** DATA FOR ANALYSIS follows **
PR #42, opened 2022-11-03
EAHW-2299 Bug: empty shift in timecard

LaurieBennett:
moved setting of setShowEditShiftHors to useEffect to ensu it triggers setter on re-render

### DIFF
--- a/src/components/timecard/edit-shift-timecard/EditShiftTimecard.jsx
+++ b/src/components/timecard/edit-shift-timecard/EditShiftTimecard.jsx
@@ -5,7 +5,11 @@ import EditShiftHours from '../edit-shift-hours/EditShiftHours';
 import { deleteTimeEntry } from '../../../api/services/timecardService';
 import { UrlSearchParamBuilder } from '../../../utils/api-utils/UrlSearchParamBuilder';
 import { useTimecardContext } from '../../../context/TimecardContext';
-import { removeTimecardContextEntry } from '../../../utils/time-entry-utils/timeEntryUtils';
** End of DATA FOR ANALYSIS **
== AIM OF THE EXERCISE ==
Only the lines containing the word "utils" should be returned from the data above.

== WRITTEN RESPONSE ==
 import { UrlSearchParamBuilder } from '../../../utils/api-utils/UrlSearchParamBuilder';
-import { removeTimecardContextEntry } from '../../../utils/time-entry-utils/timeEntryUtils';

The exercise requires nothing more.